Advertisement

Free Speech at LAX Is More Than a 1st Amendment Issue

Share
Barry A. Fisher, an attorney specializing in constitutional law, opened LAX to free speech in 1974

In 1974, the Los Angeles International Airport was, under a California Supreme Court injunction, brought under the umbrella of 1st Amendment protection, including solicitation of contributions. Twenty-three years later, on April 1, the City Council ended the protection, making it a crime for nonprofit groups--political, religious or charitable--to solicit financial support or distribute literature for donation or sale. The ordinance will restart the legal fight over the concept of “public forum”--places where people are free to go to express their views and seek support for their causes. But the battle also will spotlight a little-noticed issue of land-use policy.

In recent decades, land-use planning has taken into account questions of environment, race and social inequality. Now, such planning must address free speech, because the ordinance, in effect, diminishes public “free-speech space,” which is critical to democracy’s survival.

Privatization of public space, coupled with the eclipse of old-fashioned downtowns, threaten to choke off traditional places where speech is allowed. Robust free speech requires the oxygen of pedestrian flow in public spaces. Today, more value is placed on private space that appears to be public. In other words, the local mall.

Advertisement

Since ancient times, transportation centers have been places for the exchange of ideas. In the United States, ports and railroad stations served this purpose well into this century. Today, airports are the prime access points for people wanting to communicate with a wide variety of nationalities and cultures, or from whom they seek support for their ideas.

Paralleling this postwar development has been the accelerating disappearance of usable public space. Downtown Los Angeles, for example, has long since ceased to function as the area identified with the city itself. Nowadays, downtown is little more than another local label; downtown “business” is dispersed throughout the region. Even within downtown, newer constructions are known as “centers” or “plazas.”

Outlying shopping centers gradually siphoned off downtown’s pedestrian life; whole artificial “cities” and “streets”--Century City, CityWalk, Via Rodeo, San Diego’s Horton Plaza and so forth--virtually depleted civic centers. The result is a vacuum of public space. The U.S. Supreme Court’s anointment, in 1939, of “streets and parks” as the protected places for “communicating thoughts between citizens” nowadays looks positively quaint, for these are not the places where people can be found.

When it comes to space still owned by the public, airports are now the place offering the all-too-rare opportunity to meet and talk, one to one, with people of all backgrounds and walks of life.

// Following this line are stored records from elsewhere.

PR #294, opened 2019-11-19
Add support for txn bundles

vihu:
The goal here is to allow bundled txn support.

- The bundled transactions are first speculatively absorbed to check whether they are valid in the order they appear in the bundle.
- Introduce `max_bundle_size` chain var. Default: 5

### DIFF
--- a/include/blockchain_vars.hrl
+++ b/include/blockchain_vars.hrl
@@ -158,3 +158,10 @@
 -define(poc_witnesses_percent, poc_witnesses_percent).
 -define(poc_challengers_percent, poc_challengers_percent).
 -define(dc_percent, dc_percent).
+
+%%%
+%%% bundle txn vars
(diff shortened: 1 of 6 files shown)


src/transactions/v1/blockchain_txn_payment_v1.erl
```diff
@@ -179,7 +179,6 @@ absorb(Txn, Chain) ->
                     blockchain_ledger_v1:credit_account(Payee, Amount, Ledger)
             end
     end.
-
```
Vagabond: Undo unneeded whitespace changes?

vihu:
Rethinking this to allow bundled transactions on chain. Will update.

vihu:
Tests are in miner: https://github.com/helium/miner/pull/256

The ascendancy of airports as centers of public communication intersects with the decline in the ability and willingness of governments to pay for public health, safety and welfare. The private, nonprofit sector has been urged to pick up some of these responsibilities, and it has responded best as it can. But to function effectively, it needs constant financial support. Yet, many grass-roots organizations cannot afford expensive fund-raising techniques like telephone solicitors, direct mail, radio and television, or billboards. Instead, whether from principle or practicality, they do it the old-fashioned way--going in person into public places to seek support directly from individuals.

The courts have wavered in their willingness to recognize the importance of speakers’ rights to go where the people are. In 1946, the Supreme Court held that a company town could not bar religious solicitors from its sidewalks, contending that “the more an owner opens up his property” to the public, the more he must respect the public’s interest.” In the late 1960s, the court extended this thinking to shopping centers. By the 1970s, though, it had retreated to a sharp public-private line, concluding that private owners generally had no responsibility to allow speech at their publicly used facilities, although some state courts, including California’s, have, to varying degrees, mitigated this result.

Advertisement

For public property, too, the Supreme Court first embraced, then turned away from a flexible, speech-maximizing approach. Accordingly, it has adopted a set of rigid, legal categories that pay little attention to the realities of where audiences are.

But the responsibility to provide for effective speech need not be entirely defaulted to the courts. The constitutional scholar who coined the phrase “public forums,” Harry Kalven Jr., described the principle in land-use terms, calling it a “kind of 1st Amendment easement” impressed on certain kinds of public property. Planners with a far more intimate knowledge of the changing nature of public space can themselves move to assure that speech rights be effective. For public spaces like airports, they can get involved at early stages, recognize the appropriateness of expressive activity and build in provisions for it. For “private” spaces open to the public, planners might also consider affirmative steps to allow space for speech. Attaching requirements to conditional-use permits is a possibility.

Twenty years ago, a trade magazine evoked the image of airports as “the door to the community through which pass all manner of people and ideas.” More recently, Helmut Jahn has remarked that he designs airports to be the equivalent of the public square. His image is apt. What remains to be done is to take it seriously and acknowledge that an inescapable function of the public square, and hence of modern airports and other public places, is the communication of ideas.